Open boborjan2 opened 4 days ago

boborjan2 commented 4 days ago

We have been using unicorn 1 for a while and are in the process of switching to unicorn v2 due to some bugs already fixed there etc. I have performed a simple benchmark (using qemu's test-i386.c without the printfs run a few thousand times in a loop). Unicorn2 (branch dev) is compiled by 'cmake -DUNICORN_ARCH=x86 -DCMAKE_C_FLAGS="-march=native -O3" .' to enable all optimization we can get.

Interestingly Unicorn 1 is a magnitude faster: ~3.6s vs ~99s on my setup. I checked the milestones and included PR #1838 -> 49.15s Even including #1839 (I am not sure if it's going to be merged) -> 4.8s

This last is comparable to v1. I assume the difference is caused bu using QEMU 5 vs 2.x. What features does v5 have that justifies this? (btw I also tried uc_ctl_tlb_mode(uc, UC_TLB_VIRTUAL) but that just makes execution slower(?))

Benchmarks uses UC_ARCH_X86, UC_MODE_32.

Any comment is welcome, Thanks, Viktor

wtdcode commented 4 days ago

What’s your benchmark code and did you try dev branch?

boborjan2 commented 4 days ago

Hi, I use this code: https://github.com/qemu/qemu/blob/master/tests/tcg/i386/test-i386.c in a loop of 100000, embedded in a 32bit windows exe that is loaded to unicorn. It is compiled with -O0, printfs omitted. I guess a simpler example would be more welcome.? Yes, I use today's tip of dev branch. Btw I made a profiling using gprof, this is the top (this is with all the PRs mentioned up there): 29.34 0.49 0.49 helper_lookup_tb_ptr_x86_64 17.37 0.78 0.29 qht_lookup_custom 12.57 0.99 0.21 tb_htable_lookup_x86_64 9.58 1.15 0.16 cpu_exec_x86_64 8.38 1.29 0.14 tb_lookup_cmp

wtdcode commented 4 days ago

Unicorn doesn't have system emulation, how do you deal with syscalls?

boborjan2 commented 4 days ago

the syscalls that are needed for these simple executables are implemented using int3 hooks.
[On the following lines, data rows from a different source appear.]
PR #13707, opened 2024-04-05
Fix camel-vertx-websocket endpoint instantiation when connection to r…

alexisgra:
…emote websocket server

# Description

While trying to migrate from `camel-ahc-ws` to `camel-vertx-websocket`, I encountered a problem with the `consumeAsClient` option. The remote server I was trying to interact with refused to upgrade to websocket because of invalid query parameters.

Previously, endpoint properties were set after configuring the `websocketURI`. As a result, when using the endpoint with `consumeAsClient` option, endpoint properties were passed as query param (`consumeAsClient` for example). Some APIs reject upgrade to websocket when unknown parameters are passed in the call. 

The purpose of this commit is to set endpoint properties before configuring `websocketURI`. So properties are binded and removed from the parameters map before configuring the `websocketURI`. 

This is inspired by the way `VertxHttpEndpoint` is instantiated.

I modified the endpoint instanciation and I added a test to verify that endpoint properties are correctly removed from the `websocketURI` query params.

# Target

# Tracking

### DIFF
--- a/components/camel-vertx/camel-vertx-websocket/src/main/java/org/apache/camel/component/vertx/websocket/VertxWebsocketComponent.java
+++ b/components/camel-vertx/camel-vertx-websocket/src/main/java/org/apache/camel/component/vertx/websocket/VertxWebsocketComponent.java
@@ -76,6 +76,13 @@ public class VertxWebsocketComponent extends DefaultComponent implements SSLCont
             }
         }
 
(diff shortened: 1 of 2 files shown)


oscerd (approved):

davsclaus:
Thanks I created a JIRA
https://issues.apache.org/jira/browse/CAMEL-20656

PR #13708, opened 2024-04-06
CAMEL-18017: return body part fields copied from parsed MDN entity to avoid corruption

jono-morris:
# Description

The body part fields of a parsed MDN are written out to an output stream when a signature needs to be verified.  Any (ordering/formatting) changes introduced when the entity is parsed and written mean that the signature verification will fail.  One approach is to write out a direct copy of the body part fields of the received entity instead of trying to parse and recreate each field.

# Target

# Tracking


oscerd (approved):

davsclaus (approved):

davsclaus:
great work, you are welcome to keep digging into other JIRAs related to camel-as2.

PR #13723, opened 2024-04-09
Camel 19613: Convert components to use the camel-test-infra-core :camel-asterik

anjaliInfy1822:
Convert components to use the camel-test-infra-core :camel-asterik


components/camel-asterisk/pom.xml
```diff
@@ -17,7 +17,9 @@
     limitations under the License.
 
 -->
-<project xmlns="http://maven.apache.org/POM/4.0.0" xmlns:xsi="http://www.w3.org/2001/XMLSchema-instance" xsi:schemaLocation="http://maven.apache.org/POM/4.0.0 http://maven.apache.org/maven-v4_0_0.xsd">
+<project xmlns="http://maven.apache.org/POM/4.0.0"
+    xmlns:xsi="http://www.w3.org/2001/XMLSchema-instance"
+    xsi:schemaLocation="http://maven.apache.org/POM/4.0.0 http://maven.apache.org/maven-v4_0_0.xsd">
```
orpiske, line 22: This does not seem related to the change, so I'd suggest to leave this one untouched.

orpiske (changes requested):
I am not sure if we want to proceed with these conversions without solving CAMEL-19742 first. 

Most of the changes look OK to me, but I'll mark this as "Request Changes" to hear what others have to say about this (c/c: @davsclaus, @oscerd).

components/camel-asterisk/pom.xml
anjaliInfy1822: Thanks @orpiske will remove whatever autoformatting took place here.


> This does not seem related to the change, so I'd suggest to leave this one untouched.

orpiske: Thanks

orpiske:
> Unless there is agreement of doing everything like this everywhere, I would avoid introducing different approaches.

+1. I agree with you.

Last time I talked with @davsclaus, we agreed that we need to have a way to convert the code in a way that is cleaner, simpler and easier to use. That's part of what we would like to do in CAMEL-19742 ... But we don't have that yet. 

So, as much as I would like to see the code using a modern test approach, I leaning towards a -1 on this change too (and will add a reinforcement note on the ticket that this effort is on hold).

orpiske:
@anjaliInfy1822 I **truly** appreciate your help with proposing this change. 

However, at the moment, we are blocked waiting for a change that would make converting easier and less disruptive. Unfortunately we don't have that yet - and it's going to take a while until we are able to finish it. 

Because of that, I am closing your PR without merging.

PR #13795, opened 2024-04-15
hazelcast-seda: Nested transactions are not allowed!

zhelev:
# Description

If **transacted** is enabled for a **hazelcast-seda** queue, the transaction never gets committed if body is _null_. This is often the case when polling from an empty queue. This leads to "Camel Exception cause:  java.lang.IllegalStateException: Nested transactions are not allowed!". We found this issue as our Hazelcast txBackupLogs consumed a large amount of memory.

# Target
Camel 4. 

Older versions are also affected. It would be nice to merge down to Camel 3 LTS versions.


davsclaus:
Can you create a JIRA ticket as backports of bug fixes would need to have this tracked

davsclaus:
I created a ticket
https://issues.apache.org/jira/browse/CAMEL-20677

PR #13823, opened 2024-04-17
CAMEL-20614: deep-copy output processors during instantiation of a route template

bartoszpop:
CAMEL-20614: deep-copy output processors during instantiation of a route template

# Description

When multiple threads try to instantiate and send an exchange to the same kamelet in parallel, org.apache.camel.component.kamelet.KameletConsumerNotAvailableException may be thrown because the underlying RouteTemplateDefinition is shallow-copied and changes to the RouteDefinition are reflected in the RouteTemplateDefinition.

# Target

# Tracking

### DIFF
--- a/core/camel-core-model/src/main/java/org/apache/camel/model/NoOutputDefinition.java
+++ b/core/camel-core-model/src/main/java/org/apache/camel/model/NoOutputDefinition.java
@@ -32,7 +32,7 @@ public abstract class NoOutputDefinition<Type extends ProcessorDefinition<Type>>
     public NoOutputDefinition() {
     }
 
-    NoOutputDefinition(NoOutputDefinition source) {
+    protected NoOutputDefinition(NoOutputDefinition source) {
         super(source);
     }
 }
--- a/core/camel-core-model/src/main/java/org/apache/camel/model/RouteTemplateDefinition.java
+++ b/core/camel-core-model/src/main/java/org/apache/camel/model/RouteTemplateDefinition.java
@@ -38,10 +38,6 @@ import org.apache.camel.spi.Metadata;
 import org.apache.camel.spi.Resource;
 import org.apache.camel.spi.ResourceAware;
 
-import static java.util.Collections.emptyList;
-import static java.util.Collections.emptyMap;
-import static java.util.Objects.requireNonNullElse;
-
 /**
  * Defines a route template (parameterized routes)
  */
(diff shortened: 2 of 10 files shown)


core/camel-core-model/src/main/java/org/apache/camel/model/RouteTemplateDefinition.java
```diff
@@ -416,10 +421,10 @@ public RouteDefinition asRouteDefinition() {
         copy.setLogMask(route.getLogMask());
         copy.setMessageHistory(route.getMessageHistory());
         copy.setOutputType(route.getOutputType());
-        copy.setOutputs(route.getOutputs());
-        copy.setRoutePolicies(route.getRoutePolicies());
+        copy.setOutputs(copy(route.getOutputs()));
+        copy.setRoutePolicies(new ArrayList<>(requireNonNullElse(route.getRoutePolicies(), emptyList())));
```
gnodet, line 425: While this would be equivalent, I wonder if adding a method such as 
```
List<T> shallowCopy(List<T> list) {
    return (list != null) ? new ArrayList<>(list) : null;
}
```
same for maps...

core/camel-core-model/src/main/java/org/apache/camel/model/NoOutputDefinition.java
```diff
@@ -29,4 +29,10 @@ public List<ProcessorDefinition<?>> getOutputs() {
         return Collections.emptyList();
     }
 
+    public NoOutputDefinition() {
+    }
+
+    NoOutputDefinition(NoOutputDefinition source) {
```
gnodet, line 35: Should all the copy constructors be  `protected` rather than package private ? This won't change much as afaik all the models are in the same package, but the idea of this constructor is that it will be called by children classes, so protected makes more sense here.

gnodet:
In addition to the two minor comments above, I think it would be really nice if the test case you wrote could be slightly reworked as a unit test and added to this PR.

orpiske (changes requested):
We might also want to do a full test on this one. I'll trigger and report back (likely tomorrow as the build queue is quite large at the moment).

bartoszpop:
@gnodet comments addressed, please review

gnodet (approved):

davsclaus (approved):

orpiske (approved):
LGTM.

davsclaus:
Can you add copy to Enrich / PollEnrich as well in another PR (PR for main is fine)

bartoszpop:
> Can you add copy to Enrich / PollEnrich as well in another PR (PR for main is fine)

@davsclaus I did prepare for both - [main](https://github.com/apache/camel/pull/13869) and [camel-4.4.x](https://github.com/apache/camel/pull/13869). Please review.

PR #13837, opened 2024-04-17
CAMEL-20388: Restore the old cookieStore Strategy

Croway:
The issue is related to https://github.com/cometd/cometd/issues/1600, salesforce server replies with Set-Cookie values that are wrong or deprecated, and the latest setCookieParser implementation in Jetty 12 `RFC6265SetCookieParser` ignore some of the cookies, therefore, when the /connect endpoint is invoked, some cookies are missing and we get `403::Unknown client`.

This PR simply restores the old setCookie and cookieParser strategy.


zhfeng (approved):

davsclaus (approved):

davsclaus:
I assume this needs to be backported to 4.4.x branch also

PR #16625, opened 2024-12-20
CAMEL-21562. It's not a problem if the client is not allowed to do HeadBucket

mihxil:
# Description

 The AWS2S3Endpoint tries to do a HeadBucket request, which may not be permitted. This is only a problem if the endpoint is also configured to create the bucket if it does not exist.

Otherwise it may simply be that other actions on the bucket will succeed, and there is not reason to fail if just the HeadBucket request is not permitted.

During the benchmark there are no hooks btw. Printfs are macroed out.

boborjan2 commented 4 days ago

I try to extract the test code loop and create a stand-alone .c to make it easier to reproduce.

wtdcode commented 4 days ago

I don’t have any specific clue before having the concrete benchmark code. Maybe you can pprof the slowest version and see bottlenecks.


From: boborjan2 @.> Sent: Thursday, July 4, 2024 12:15:04 AM To: unicorn-engine/unicorn @.> Cc: lazymio @.>; Comment @.> Subject: Re: [unicorn-engine/unicorn] Performance difference of Unicorn 1 and 2 (Issue #1970)

the syscalls that are needed for these simple executables are implemented using int3 hooks. During the benchmark there are no hooks btw. Printfs are macroed out.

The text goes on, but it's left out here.